BEGIN
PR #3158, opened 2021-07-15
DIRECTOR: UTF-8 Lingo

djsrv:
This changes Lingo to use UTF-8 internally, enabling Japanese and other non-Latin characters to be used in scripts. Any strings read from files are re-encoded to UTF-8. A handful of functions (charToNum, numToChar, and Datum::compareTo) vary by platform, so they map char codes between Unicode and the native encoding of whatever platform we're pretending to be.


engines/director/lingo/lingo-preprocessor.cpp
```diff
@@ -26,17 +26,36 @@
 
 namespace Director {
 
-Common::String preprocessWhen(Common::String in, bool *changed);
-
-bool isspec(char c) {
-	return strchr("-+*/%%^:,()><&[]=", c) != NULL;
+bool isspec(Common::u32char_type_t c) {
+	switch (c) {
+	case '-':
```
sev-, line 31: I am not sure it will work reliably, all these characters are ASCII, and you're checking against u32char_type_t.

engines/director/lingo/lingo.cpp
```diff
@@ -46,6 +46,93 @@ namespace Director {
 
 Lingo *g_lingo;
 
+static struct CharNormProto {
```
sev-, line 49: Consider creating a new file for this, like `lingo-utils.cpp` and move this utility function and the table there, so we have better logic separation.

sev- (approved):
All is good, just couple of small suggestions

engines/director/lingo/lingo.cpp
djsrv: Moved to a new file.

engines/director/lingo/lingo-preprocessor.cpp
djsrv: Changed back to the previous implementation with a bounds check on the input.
END
▶ **TASK REQUIREMENTS**: How many lines of the entries above contain the word "Common"? Give the number alone.

▶ **WRITTEN REPLY**: 2